Eskişehir İktisadi Ticari İlimler Akademisi'nin (Anadolu Üniversitesi bu adla kurulmuştu) resmi sosyal medya hesabından paylaşılan karikatür ilgimi çekti. Karikatür Akademinin '1967 yılı mezuniyet yıllığında yer alan karikatür' bugünün Büyükşehir Belediye Başkanı Yılmaz Büyükerşen'e ait. Yılmaz Hoca'nın üniversiteye yeni başlayan 'iki eli Kitaplarla dolu bir öğrenciyi', Kurucu Rektör Orhan Oğuz ve öğretim üyelerinin 'değişik silahlarla karşıladığını tasvir eden çizgilerini' siz okurlarımla paylaşıyorum. 1953 yılında merhum Pertev Ertün, merhum Beytullah Heper ile birlikte 'Saksağan' adlı mizah dergisi çıkaran Büyükerşen eğitimciliğinin yanında sanatçı kişiliğiyle de öne çıkıyor...
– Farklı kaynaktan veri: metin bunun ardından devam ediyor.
Issue #932, opened 2023-08-25
Copying standard library sources into a resources directory is bad for standard library development.


dabrahams:
You get diagnostics and then you're sent to the copy of the source file, whence you make fixes that don't stick.

- If there's a way to avoid doing that copy, we should do so!
- If we absolutely must do that copy:
    - the files should be made read-only so we don't try to edit them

--------------------------------------------------
ARTIK KAVUK YAKŞİ'DE

Tuluat oyuncusu ve tiyatro yöneticisi Kel Hasan Efendi Kavuğunu öğrencisi İsmail Dümbüllü'ye devretmişti. Dümbüllü de 1968 yılında bir dönem geleneksel tiyatro ile ilgilenen sinema sanatçısı Münir Özkul'a devretmişti. Özkul da Kavuk'u 1989 yılında Ferhan Şensoy'a devretmişti. Şensoy'da bu kavuğu 2016 yılında Rasim Öztekin'e devretti. Bu kavuğun kuşaklar boyunca devredilmesi Türk Tiyatrosunun 'Nirvanası' oldu.
Eskişehir'in önde gelen Karikatür Sanatçısı Yaşar Arda bu konuda kentin en kıdemli karikatüristi.
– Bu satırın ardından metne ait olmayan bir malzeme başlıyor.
PR #1101, opened 2023-10-18
Make sure failing subprocesses cause thrown errors.

dabrahams:
- improve the diagnostic output when there are failures
- factor out synchronous subprocess launching.

### DIFF
--- a/Sources/Driver/Driver.swift
+++ b/Sources/Driver/Driver.swift
@@ -12,11 +12,13 @@ extension Process {
 
   /// Information about a process that exited with an error.
   struct Failure: Error {
+
     /// The process' exit code.
     let terminationStatus: Int32
 
     /// Any output captured from the process' output pipe.
     let rawOutput: String
+
   }
 
 }
@@ -399,7 +401,8 @@ public struct Driver: ParsableCommand {
     throw EnvironmentError("executable not found: \(executable)")
   }
 
-  /// Executes the program at `path` with the specified arguments in a subprocess, returning
+  /// Runs the executable at `path`, passing `arguments` on the command line, and returns
+  /// its standard output sans any leading or trailing whitespace.
   @discardableResult
   private func runCommandLine(
     _ programPath: String,
--- a/Sources/Driver/Driver.swift
+++ b/Sources/Driver/Driver.swift
@@ -8,21 +8,6 @@ import IR
 import LLVM
 import Utils
 
-extension Process {
-
-  /// Information about a process that exited with an error.
-  struct Failure: Error {
-
-    /// The process' exit code.
-    let terminationStatus: Int32
-
-    /// Any output captured from the process' output pipe.
-    let rawOutput: String
-
-  }
-
-}
-
 public struct Driver: ParsableCommand {
 
   /// The type of the output files to generate.
--- a/Sources/Driver/Driver.swift
+++ b/Sources/Driver/Driver.swift
@@ -8,6 +8,19 @@ import IR
 import LLVM
 import Utils
 
+extension Process {
+
+  /// Information about a process that exited with an error.
+  struct Failure: Error {
+    /// The process' exit code.
+    let terminationStatus: Int32
+
+    /// Any output captured from the process' output pipe.
+    let rawOutput: String
+  }
+
+}
+
 public struct Driver: ParsableCommand {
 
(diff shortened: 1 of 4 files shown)


Sources/Driver/Driver.swift
```diff
@@ -8,6 +8,19 @@ import IR
...
+extension Process {
+
+  /// Information about a process that exited with an error.
+  struct Failure: Error {
+    /// The process' exit code.
+    let terminationStatus: Int32
+
+    /// Any output captured from the process' output pipe.
+    let rawOutput: String
+  }
```
kyouko-taiga, line 20:
```suggestion
  struct Failure: Error {

    /// The process' exit code.
    let terminationStatus: Int32

    /// Any output captured from the process' output pipe.
    let rawOutput: String

  }
```

Sources/Driver/Driver.swift
```diff
@@ -386,7 +399,7 @@ public struct Driver: ParsableCommand {
     throw EnvironmentError("executable not found: \(executable)")
   }
 
-  /// Executes the program at `path` with the specified arguments in a subprocess.
+  /// Executes the program at `path` with the specified arguments in a subprocess, returning
```
kyouko-taiga, line 402: The end of the sentence has been trimmed it seems.

Sources/Driver/Driver.swift
```diff
@@ -8,6 +8,19 @@ import IR
 import LLVM
 import Utils
 
+extension Process {
+
+  /// Information about a process that exited with an error.
+  struct Failure: Error {
```
kyouko-taiga, line 14: A reason why this struct is defined here and not in `Process+Extensions.swift`? It is not `fileprivate` and the other file is in the same module. I think it would help if we could all data types related to extensions of `Process` in the same file.

Sources/Driver/Process+Extensions.swift
```diff
@@ -0,0 +1,95 @@
...
+  }
+
+}
+
+extension Process {
+
+  /// The textual output of a process run.
+  public typealias OutputStreams = (standardOutput: Pipe, standardError: Pipe)
+
+  /// The results of a process run that exited with a nonzero code.
```
kyouko-taiga, line 17:
```suggestion
  /// The results of a process run that exited with a non-zero code.
```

Arda kendi sosyal paylaşım hesabından yaptığı paylaşımda 'Eskişehirli çizerler olarak yaklaşık kırk yıla yaklaşan bir zaman da,arkadaşlarım, kardeşlerim Atilla Yakşi rahmetli Sevil Özgür, Sertaç Ürer, Furkan Tangüner, Serkan Demir, Yaşar Kemal Turan, Ömer Faruk Doğan, Mesut Ceylan, rahmetli İsmail Turan ve Ahmet Sofuoğlu ile birlikte elimizden geldiğince mizah ve karikatür adına bir şeyler yapmaya çalıştık. Bu süre zarfında yaş itibariyle en yaşlı üye olmam nedeniyle genel anlamda bütün kardeşlerim Eskişehir'de bizim karikatür grubunda karikatürün abisi olarak beni gördüler ve sağolsunlar saygı ve sevgilerini hiç eksik etmediler' dedi. Arda artık bayrağın Atilla Yakşi'ye geçmesi gerektiğini ifade ederek; 'İşin esprisi bu arkadaşlar kırk yıla yakın bi zaman bana nasıl tahammül ettiler? Ben bile beni bu kadar çekemezdim. Şaka bir yana artık bizim kırk yıla yakın birlikte olduğumuz grup adına Eskişehir'de karikatürün abisi artık Atilla Yakşi'dir' dedi. Arda bu paylaşımıyla bir bakıma kavuğu Yakşi'ye devretmiş oldu. Eskişehir Karikatürünün Abisi Yakşi'ye başarılar diliyorum...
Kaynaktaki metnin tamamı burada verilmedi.